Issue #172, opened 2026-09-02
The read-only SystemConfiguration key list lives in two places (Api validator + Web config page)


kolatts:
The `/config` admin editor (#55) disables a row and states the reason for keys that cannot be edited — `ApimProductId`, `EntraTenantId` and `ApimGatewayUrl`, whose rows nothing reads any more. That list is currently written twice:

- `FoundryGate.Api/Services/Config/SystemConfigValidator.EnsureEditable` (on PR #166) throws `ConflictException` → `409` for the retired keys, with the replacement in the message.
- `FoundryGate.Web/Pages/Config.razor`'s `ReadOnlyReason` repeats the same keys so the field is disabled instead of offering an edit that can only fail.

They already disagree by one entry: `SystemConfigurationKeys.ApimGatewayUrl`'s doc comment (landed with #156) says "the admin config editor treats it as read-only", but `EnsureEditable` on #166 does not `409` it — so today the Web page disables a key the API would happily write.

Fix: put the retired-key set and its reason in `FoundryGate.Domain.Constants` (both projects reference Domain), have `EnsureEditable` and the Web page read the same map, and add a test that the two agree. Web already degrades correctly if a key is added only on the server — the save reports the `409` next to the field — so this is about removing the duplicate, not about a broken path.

━━━━━━━━━━━━━━━━━━━━━━━━━━━━━━

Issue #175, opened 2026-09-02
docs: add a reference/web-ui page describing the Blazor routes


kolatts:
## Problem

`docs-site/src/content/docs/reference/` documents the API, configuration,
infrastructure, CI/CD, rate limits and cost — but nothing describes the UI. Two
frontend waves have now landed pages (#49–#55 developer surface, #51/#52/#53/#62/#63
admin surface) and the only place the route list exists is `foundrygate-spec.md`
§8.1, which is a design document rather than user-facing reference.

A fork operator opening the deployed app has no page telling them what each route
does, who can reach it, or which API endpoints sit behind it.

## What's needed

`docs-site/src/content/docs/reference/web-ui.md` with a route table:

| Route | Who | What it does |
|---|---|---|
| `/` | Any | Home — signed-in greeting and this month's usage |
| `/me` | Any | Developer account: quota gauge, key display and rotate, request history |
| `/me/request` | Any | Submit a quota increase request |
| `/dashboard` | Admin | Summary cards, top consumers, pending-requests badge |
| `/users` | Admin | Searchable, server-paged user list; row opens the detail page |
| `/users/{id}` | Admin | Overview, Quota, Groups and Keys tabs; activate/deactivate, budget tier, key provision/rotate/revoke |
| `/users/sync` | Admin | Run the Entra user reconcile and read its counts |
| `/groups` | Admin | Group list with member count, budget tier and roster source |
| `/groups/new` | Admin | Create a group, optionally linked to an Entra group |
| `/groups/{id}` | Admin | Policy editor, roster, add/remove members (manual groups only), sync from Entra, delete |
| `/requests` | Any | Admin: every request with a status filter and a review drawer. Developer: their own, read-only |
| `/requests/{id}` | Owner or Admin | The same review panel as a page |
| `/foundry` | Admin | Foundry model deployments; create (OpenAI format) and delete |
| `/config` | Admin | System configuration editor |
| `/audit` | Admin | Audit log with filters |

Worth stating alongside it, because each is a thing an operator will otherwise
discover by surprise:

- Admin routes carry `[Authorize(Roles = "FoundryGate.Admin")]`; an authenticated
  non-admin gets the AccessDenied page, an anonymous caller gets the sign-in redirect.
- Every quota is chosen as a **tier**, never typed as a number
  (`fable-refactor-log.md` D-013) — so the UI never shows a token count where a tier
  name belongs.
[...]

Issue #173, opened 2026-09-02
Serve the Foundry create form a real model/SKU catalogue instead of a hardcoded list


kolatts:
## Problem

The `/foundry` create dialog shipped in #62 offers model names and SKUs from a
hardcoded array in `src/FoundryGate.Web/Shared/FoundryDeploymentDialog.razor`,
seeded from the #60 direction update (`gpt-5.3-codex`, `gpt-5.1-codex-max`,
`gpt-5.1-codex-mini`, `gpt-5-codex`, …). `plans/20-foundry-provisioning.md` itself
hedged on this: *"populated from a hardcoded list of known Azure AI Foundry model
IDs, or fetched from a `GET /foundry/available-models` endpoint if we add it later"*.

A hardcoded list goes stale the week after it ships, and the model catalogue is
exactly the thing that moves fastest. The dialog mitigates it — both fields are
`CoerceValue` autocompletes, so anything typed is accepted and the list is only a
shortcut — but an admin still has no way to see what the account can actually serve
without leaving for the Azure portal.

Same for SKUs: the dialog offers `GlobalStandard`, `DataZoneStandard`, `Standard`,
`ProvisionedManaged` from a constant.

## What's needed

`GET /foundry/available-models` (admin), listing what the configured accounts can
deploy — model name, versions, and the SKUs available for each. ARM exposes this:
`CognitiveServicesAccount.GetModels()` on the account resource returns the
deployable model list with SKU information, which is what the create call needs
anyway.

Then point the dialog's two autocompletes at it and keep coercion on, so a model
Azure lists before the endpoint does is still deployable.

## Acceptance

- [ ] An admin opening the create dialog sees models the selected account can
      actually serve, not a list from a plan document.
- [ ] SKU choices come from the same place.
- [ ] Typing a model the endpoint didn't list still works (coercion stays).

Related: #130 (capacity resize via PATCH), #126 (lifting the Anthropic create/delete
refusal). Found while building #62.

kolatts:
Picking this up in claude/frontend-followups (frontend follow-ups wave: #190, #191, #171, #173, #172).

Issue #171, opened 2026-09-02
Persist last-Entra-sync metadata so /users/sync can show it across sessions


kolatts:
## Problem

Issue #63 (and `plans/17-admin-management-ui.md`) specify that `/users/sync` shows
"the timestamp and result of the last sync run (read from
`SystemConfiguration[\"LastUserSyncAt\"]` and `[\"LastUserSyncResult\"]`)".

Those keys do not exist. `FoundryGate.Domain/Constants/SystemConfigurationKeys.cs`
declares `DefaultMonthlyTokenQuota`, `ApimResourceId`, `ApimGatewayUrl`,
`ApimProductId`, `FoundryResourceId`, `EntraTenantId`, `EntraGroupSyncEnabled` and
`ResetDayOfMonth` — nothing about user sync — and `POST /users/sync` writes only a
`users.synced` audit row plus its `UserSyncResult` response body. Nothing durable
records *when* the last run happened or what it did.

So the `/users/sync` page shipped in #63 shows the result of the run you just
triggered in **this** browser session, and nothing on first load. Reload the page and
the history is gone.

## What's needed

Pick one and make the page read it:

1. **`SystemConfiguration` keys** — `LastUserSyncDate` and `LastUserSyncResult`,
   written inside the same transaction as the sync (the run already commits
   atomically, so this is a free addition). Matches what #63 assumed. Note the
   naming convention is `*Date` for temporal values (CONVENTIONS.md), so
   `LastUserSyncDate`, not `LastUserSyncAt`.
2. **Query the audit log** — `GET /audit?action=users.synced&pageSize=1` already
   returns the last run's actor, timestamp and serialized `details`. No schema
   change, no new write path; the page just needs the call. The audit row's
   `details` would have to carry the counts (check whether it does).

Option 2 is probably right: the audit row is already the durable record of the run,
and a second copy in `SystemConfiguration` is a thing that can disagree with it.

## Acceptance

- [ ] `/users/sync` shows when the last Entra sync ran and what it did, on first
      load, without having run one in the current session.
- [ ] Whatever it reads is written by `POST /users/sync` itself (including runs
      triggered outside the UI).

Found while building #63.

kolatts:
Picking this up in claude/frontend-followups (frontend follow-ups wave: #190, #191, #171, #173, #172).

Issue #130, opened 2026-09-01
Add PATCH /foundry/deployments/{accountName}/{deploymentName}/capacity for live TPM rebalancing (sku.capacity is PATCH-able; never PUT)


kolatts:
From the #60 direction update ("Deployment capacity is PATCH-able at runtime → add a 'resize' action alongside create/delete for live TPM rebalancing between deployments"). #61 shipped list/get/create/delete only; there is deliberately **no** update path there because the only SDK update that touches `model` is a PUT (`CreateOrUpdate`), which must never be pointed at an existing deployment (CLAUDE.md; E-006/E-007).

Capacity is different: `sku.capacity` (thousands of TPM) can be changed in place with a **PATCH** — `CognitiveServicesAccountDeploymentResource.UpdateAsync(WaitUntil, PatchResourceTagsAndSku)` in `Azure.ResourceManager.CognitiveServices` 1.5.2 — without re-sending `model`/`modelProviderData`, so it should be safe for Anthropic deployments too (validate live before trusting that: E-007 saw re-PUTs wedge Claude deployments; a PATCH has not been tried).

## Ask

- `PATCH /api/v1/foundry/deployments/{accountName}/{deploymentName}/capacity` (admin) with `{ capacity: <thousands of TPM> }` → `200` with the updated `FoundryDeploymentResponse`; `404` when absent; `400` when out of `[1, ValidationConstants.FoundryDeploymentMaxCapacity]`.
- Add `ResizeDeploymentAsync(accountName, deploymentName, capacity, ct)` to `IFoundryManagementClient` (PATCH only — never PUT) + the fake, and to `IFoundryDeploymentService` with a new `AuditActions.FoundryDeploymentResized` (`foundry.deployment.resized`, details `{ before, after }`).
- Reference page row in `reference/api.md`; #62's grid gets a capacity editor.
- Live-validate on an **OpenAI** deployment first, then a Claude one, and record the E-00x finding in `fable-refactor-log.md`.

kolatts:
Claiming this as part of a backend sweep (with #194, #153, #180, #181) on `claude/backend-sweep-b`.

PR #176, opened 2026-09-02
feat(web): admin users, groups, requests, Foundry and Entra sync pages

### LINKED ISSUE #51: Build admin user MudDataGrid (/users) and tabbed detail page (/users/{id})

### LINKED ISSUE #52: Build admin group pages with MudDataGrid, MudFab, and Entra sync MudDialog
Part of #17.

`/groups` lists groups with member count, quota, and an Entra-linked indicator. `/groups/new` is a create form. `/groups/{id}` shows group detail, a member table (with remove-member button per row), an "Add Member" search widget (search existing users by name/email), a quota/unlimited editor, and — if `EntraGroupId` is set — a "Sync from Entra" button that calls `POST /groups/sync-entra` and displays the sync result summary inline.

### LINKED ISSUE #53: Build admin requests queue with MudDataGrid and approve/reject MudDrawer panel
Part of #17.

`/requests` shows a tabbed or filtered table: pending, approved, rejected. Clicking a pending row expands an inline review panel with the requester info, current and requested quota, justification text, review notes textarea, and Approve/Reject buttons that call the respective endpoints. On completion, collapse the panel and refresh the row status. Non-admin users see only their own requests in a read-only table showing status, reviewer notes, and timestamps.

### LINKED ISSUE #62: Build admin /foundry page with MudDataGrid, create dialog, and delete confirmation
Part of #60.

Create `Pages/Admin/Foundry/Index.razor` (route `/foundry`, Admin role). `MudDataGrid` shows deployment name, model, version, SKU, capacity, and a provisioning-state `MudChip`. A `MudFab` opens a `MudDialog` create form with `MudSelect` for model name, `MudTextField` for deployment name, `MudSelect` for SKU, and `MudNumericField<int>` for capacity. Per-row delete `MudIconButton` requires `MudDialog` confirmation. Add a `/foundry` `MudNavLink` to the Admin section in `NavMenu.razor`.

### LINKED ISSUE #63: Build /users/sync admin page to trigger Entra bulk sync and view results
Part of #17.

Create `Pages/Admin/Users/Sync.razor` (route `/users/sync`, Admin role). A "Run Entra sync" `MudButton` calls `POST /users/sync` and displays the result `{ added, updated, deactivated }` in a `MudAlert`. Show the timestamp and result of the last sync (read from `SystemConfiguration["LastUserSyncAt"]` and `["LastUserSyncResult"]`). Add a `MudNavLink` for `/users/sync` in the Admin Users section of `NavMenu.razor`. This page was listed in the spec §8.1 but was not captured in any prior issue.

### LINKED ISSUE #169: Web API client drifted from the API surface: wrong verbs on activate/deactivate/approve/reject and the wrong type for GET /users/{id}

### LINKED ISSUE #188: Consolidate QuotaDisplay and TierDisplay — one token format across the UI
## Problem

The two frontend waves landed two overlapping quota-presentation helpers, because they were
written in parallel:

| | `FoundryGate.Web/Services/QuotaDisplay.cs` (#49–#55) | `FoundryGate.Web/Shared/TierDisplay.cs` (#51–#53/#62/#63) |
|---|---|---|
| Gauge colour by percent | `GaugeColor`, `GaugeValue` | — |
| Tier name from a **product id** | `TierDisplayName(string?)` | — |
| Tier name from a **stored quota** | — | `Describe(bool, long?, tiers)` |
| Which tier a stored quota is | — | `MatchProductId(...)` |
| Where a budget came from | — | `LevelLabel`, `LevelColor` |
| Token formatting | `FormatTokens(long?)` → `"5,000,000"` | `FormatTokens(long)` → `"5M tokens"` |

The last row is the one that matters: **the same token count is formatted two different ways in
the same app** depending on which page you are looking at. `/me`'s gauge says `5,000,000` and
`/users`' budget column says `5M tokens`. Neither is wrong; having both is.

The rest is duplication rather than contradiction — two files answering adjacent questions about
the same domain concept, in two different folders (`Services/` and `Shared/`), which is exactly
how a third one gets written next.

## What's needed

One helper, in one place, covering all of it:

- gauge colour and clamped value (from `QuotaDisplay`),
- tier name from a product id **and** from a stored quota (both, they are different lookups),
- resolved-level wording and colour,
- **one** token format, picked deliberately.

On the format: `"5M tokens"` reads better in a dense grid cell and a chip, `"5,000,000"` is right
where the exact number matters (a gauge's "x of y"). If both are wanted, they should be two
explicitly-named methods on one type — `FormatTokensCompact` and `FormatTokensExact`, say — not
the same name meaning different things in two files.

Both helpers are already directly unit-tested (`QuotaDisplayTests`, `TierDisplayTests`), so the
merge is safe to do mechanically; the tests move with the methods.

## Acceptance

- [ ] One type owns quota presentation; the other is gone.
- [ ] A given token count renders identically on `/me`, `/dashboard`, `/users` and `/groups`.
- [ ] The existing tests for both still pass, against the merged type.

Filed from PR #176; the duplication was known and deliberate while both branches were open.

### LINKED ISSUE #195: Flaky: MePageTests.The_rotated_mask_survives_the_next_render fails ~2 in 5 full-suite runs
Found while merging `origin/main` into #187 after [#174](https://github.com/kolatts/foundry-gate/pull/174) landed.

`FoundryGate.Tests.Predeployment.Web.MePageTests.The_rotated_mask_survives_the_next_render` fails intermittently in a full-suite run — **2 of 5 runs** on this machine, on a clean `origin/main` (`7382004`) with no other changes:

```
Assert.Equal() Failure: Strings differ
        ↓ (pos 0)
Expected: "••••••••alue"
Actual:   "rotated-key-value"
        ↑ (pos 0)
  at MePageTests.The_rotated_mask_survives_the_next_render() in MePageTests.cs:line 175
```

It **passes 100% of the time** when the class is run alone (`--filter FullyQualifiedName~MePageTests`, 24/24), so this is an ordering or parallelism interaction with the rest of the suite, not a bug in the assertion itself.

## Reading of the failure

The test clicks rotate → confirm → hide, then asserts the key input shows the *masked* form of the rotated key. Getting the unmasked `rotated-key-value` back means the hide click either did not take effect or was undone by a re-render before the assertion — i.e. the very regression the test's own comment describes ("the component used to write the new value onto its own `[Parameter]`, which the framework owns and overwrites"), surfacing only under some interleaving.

━━━━━━━━━━━━━━━━━━━━━━━━━━━━━━

* WHAT YOU NEED TO DO:
In the material above, transcribe exactly the lines beginning at the one with "## Reading of the failure" and ending at the one with "The test clicks", both included.

* YOUR SOLUTION:
## Reading of the failure

The test clicks rotate → confirm → hide, then asserts the key input shows the *masked* form of the rotated key. Getting the unmasked `rotated-key-value` back means the hide click either did not take effect or was undone by a re-render before the assertion — i.e. the very regression the test's own comment describes ("the component used to write the new value onto its own `[Parameter]`, which the framework owns and overwrites"), surfacing only under some interleaving.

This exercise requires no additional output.